# Weather



## JustFishN (Apr 16, 2007)

I just wanted to post a few photos of our yard. The Segregansett River goes right around our house and usually its a small stream. Well, we got a lot of rain last night and today and well... this is what it looks like now! Think there are any fish in there????


----------



## Captain Ahab (Apr 16, 2007)

Great Photos - you need to follow those up when it recedes.

It has been snowing on and off here in SE Pennsylvania - where is spring? 

:shock:


----------



## JustFishN (Apr 16, 2007)

No kidding! Where is spring!?!?


----------



## Jim (Apr 16, 2007)

Beautiful pics! Any place to lay down some crayfish traps? I will buy them if you lay them out!


----------



## JustFishN (Apr 16, 2007)

jimmyt said:


> Beautiful pics! Any place to lay down some crayfish traps? I will buy them if you lay them out!



By the time the traps get laid down the water will be gone hahaha. This will only last a few days. But its insane how high it gets. We have a wall in the back yard that if I stand in the river the top of the wall is level with the top of my head. (A little over 5 feet high)The water is up over that wall right now. I have a pic I should post it.


----------



## JustFishN (Apr 16, 2007)

here are a few more

the first and third are of the wall. When the river is normal there is about a 5 foot drop down to it.


----------



## Captain Ahab (Apr 16, 2007)

jimmyt said:


> Beautiful pics! Any place to lay down some crayfish traps? I will buy them if you lay them out!

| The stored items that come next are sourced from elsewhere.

Issue #1772, opened 2023-01-09
 Notification platform is unavailable error


raindropsfromsky:
### Checks

- [X] I have checked that this issue has not already been reported.

### Problem Description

How do you make crayfish traps? Maybe a new thread on this?


----------



## JustFishN (May 7, 2007)

Well, the yard is finally back to normal, so I wanted to share the photos of how it normally is. We had a ton of water from that last storm, maybe you all can see it now.


----------



## JustFishN (May 7, 2007)

last one of the back... the water was up right level with the wall... its pretty much back to normal now


----------